Taking such an approach to its radical extreme we can make the parts almost arbitrarily small or big: tracking the history of expressions, statements, methods, classes, modules, programs and systems, whereby each level of history is expressed as a composition of the histories at lower levels. The consequences of such an approach will be further explored in a later article.

As far as I can see, version management with decent capabilities for composition would render package management tools entirely obsolete. For that reason the consequences of applying the ideas of VCSes to package management are not explored here.

Other examples

There are a great number of other tools that deal with changing programs; They are mentioned here mostly to give an indication as to the quantity of such tools. I might explore the possible inter-relationships between them in a follow-up article.

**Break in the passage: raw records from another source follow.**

Issue #203, opened 2022-03-01
Elementwise binary operations with matrix and scalar


daphne-eu:
In GitLab by @pdamme on Mar 1, 2022, 19:29

In linear algebra programs, elementwise binary operations where one input is a matrix and the other input is a scalar are commonplace. When mixing matrices and scalars, currently the DAPHNE system only supports a matrix on the left-hand side and a scalar on the right-hand side, whereby the user must take care to adhere to this order when writing algorithms in DaphneDSL, DAPHNE's domain-specific language. This requirement shall be relaxed.

The task is twofold: On the one hand, we need canonicalization rewrites for DAPHNE's EwBinaryOp which swap the left-hand side and right-hand side input to ensure matrix-scalar operations, for commutative operations. On the other hand, non-commutative operations shall be handled by a dedicated kernel for scalar-matrix operations (which shall be an adaptation of the existing matrix-scalar kernel). Optionally, non-commutative operations may also be handled by a compiler pass adapting the operands and the operation, e.g., `1 – mat` to `mat + -1`, but note that this is not possible for all operations.

RetoKrummenacher:
Given the fact that left scalar multiplication is not supported yet, the example in the [DaphneDSL documentation](https://github.com/daphne-eu/daphne/blob/118-doc-daphnedsl/doc/DaphneDSL.md) should be changed from ```1.5 * X @ y + 0.001``` to ```X @ y * 1.5 + 0.001``` as the first is currently not working with ```X``` being a matrix and ```y``` a column vector.

pdamme:
Commit 1033729696a362739f56cdba8d774ca70573318c just introduced scalar-matrix ops for `+`, `-`, `*`, `/` via rewrites to matrix-scalar ops that use the existing kernels. The commit message may be worth reading for someone working on this issue. However, this is just a quick fix, the issue needs to be addressed more systematically.

PR #940, opened 2025-01-14
SQL Feature extention for SSB

DerSchmidt:
**This PR adds String Support to the SQL Parser and makes it possible to use BETWEEN. Both features are commonly needed for benchmarks like SSB**

- It is now possible to use Strings in the SQL Parser, for this the LEXER and Parser needed to be adjusted to reflect Strings. Furthermore, the Visitor got extended by a String builder. All the other support gets provided by the DAPHNE infrastructure. Strings as per SQL standard are using single quotes, given that most SQL database servers also support double-quoted string literals, we opted to support them too. Because the sqlOp has a String as an input, we have to escape these double-quotes. 
-- `result = sql("SELECT ... FROM ... WHERE ... AND p.P_CATEGORY = 'MFGR#12' ... ;" );`
-- `result = sql("SELECT ... FROM ... WHERE ... AND p.P_CATEGORY = \"MFGR#12\" ... ;" );`

- Furthermore, we now support BETWEEN. This is a simple implementation to simply enable BETWEEN and not be performant. The Between operation generates four comparisons operations, two and operations and one or operation. It checks both `a <= x <= b` and `b <= x <= a`.

During the implementation of between, it became clear that, the SQL parser is vulnerable to the Issue #203. This PR doesn't resolve this issue but tries to provide some renewed attention to this issue.


pdamme (changes requested):
Thanks for this contribution, @DerSchmidt! **Overall, the code looks good to me.** However, some points need to be addressed:

**Necessary changes:** (need to be addressed before the merge)
1. I don't fully understand why you created a separate `generalExpr2` in the SQL grammar. At a quick glance, it seems to me like the only effect is to avoid nested use of `BETWEEN`. Though nested `BETWEEN` doesn't seem to be very useful, I don't see why we should prohibit expressions like `a BETWEEN 0 AND (3 * CAST((2 BETWEEN 1 AND 3) AS INT))`. At the same time, the parser code seems to get more complicated through the additional `generalExpr2` (e.g., duplication of parantheses expression for `generalExpr` and `generalExpr2`). Can't we treat `BETWEEN` like any other boolean operation? I would just like to clarify that point, if there is a good reason, we can also leave it as it is.
2. The SQL grammer now supports string literals and they can contain escaped special characters. However, the SQL parser (`visitiLiteral()`) does not replace these escaped characters. For instance, `"ab\"cd"` would remain `ab\"cd`, but should become `ab"cd`. Please either add the unescaping to the SQL parser (have a look at how the the DaphneDSL parser does it) or remove the escapes from the SQL grammar.
4. Test cases, `*.daphne` files: Please update the comment line at the top of each file to describe what the test case does.

**Optional changes:** (could be addressed now or after the merge)
1. All your test cases for strings in SQL contain only strings with exactly one character. To be on the safe side, it would be a good idea to also involve some other cases, such as multiple characters, empty strings, strings containing escaped special characters.

-----

Besides that, thanks for pointing out #203 in this context. I saw in your code that you circumvented this problem by creating the elementwise comparison operations with a suitable operand order. #203 is referenced by a commit that fixes the problem for some binary operators. I think similar fixes could be implemented for `>=` and `<=`, e.g., `X >= c` to `not (c < X)`. Feel free to give it a try if you like (but not required for this PR).

DerSchmidt:
Thank you @pdamme,

Concerning 1: 
I needed to add generalExpr2 because otherwise the AND in BETWEEN wouldn't bind strongly enough. 
So, for instance:` ... f.a BETWEEN 1 AND 3 AND f.c < 5` where the second AND is just another filter. ANTLR parsed this, no matter the order in of the BETWEEN and AND rules, as: ` f.a BETWEEN (1 AND 3) AND f.c < 5` which results obviously in a wrong result. The introduction of generalExpr2 fixes this issue, since we don't have any Boolean Operators inside generalExpr2.
Fixing nested BETWEENS is simply a happy accident.
There might be a better solution for this problem, but this was the least invasive step I could think of. 

Concerning 2: 
I applied the code from the DSL Parser onto the SQL Parser. See [f86b9e2](https://github.com/daphne-eu/daphne/pull/940/commits/f86b9e27b3ef6b79c60536f86a26fedfda4c7ea4)

Concerning 3 and the Optional Changes:
I updated the Comments on top of the tests to correctly reflect what is tested. 
For completeness’s sake, two test cases were added for multi character strings. See [2635ae1](https://github.com/daphne-eu/daphne/pull/940/commits/2635ae1df8826037d80e4bb84bee01fc18a54773)

I am now aware of #203, and as soon as I am free I might address it, but as you said, it is outside the scope of this PR.

DerSchmidt:
@pdamme can you maybe have a quick look again?
Thank you very much!

pdamme (approved):
Thanks for addressing all requested required and optional points, @DerSchmidt. **This PR is ready to be merged now.**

Data/schema-migrations — When the program is changed, its expectations about the data it interacts with may also change. For the case that the data is stored in a database, the tools to migrate data are usually called “data migrations” or “schema migrations”. Similar cases are that of a newer version of the program that expects a different configuration file format, and the case of a program that simply changes its document-format.
Provisioning & Containers — tools such as chef, puppet and ansible are often used when managing environments of similarly configured machines. They deal with many of the same challenges as package managers: getting the right versions of the right dependencies in the right place. Similar remarks can be made about containers (Docker being a currently popular solution): one might say that their greatest value is in being able to precisely reproduce an entire environment of dependencies to a specific set of versions.
Build tools — build tools such as make, maven and ant take responsibility for the compilation of larger programs. They relate to change in software in the sense that [a] they’re responsible for detecting which parts of the system have changed, and must therefore be rebuilt and [b] they may specifically talk about particular versions of dependencies of the build.

Conclusion

There is a large amount of tools to manage the ever-changing nature of software.

One could argue that this is an indication that we’re dealing with a solved problem and that further thinking about Expressions of Change is not required.

Personally, I’m taking as an indication of the opposite; I’m especially emboldened by the fact that the various tools cannot even properly talk to each other, despite them being (largely) dealing with problems in the same sphere.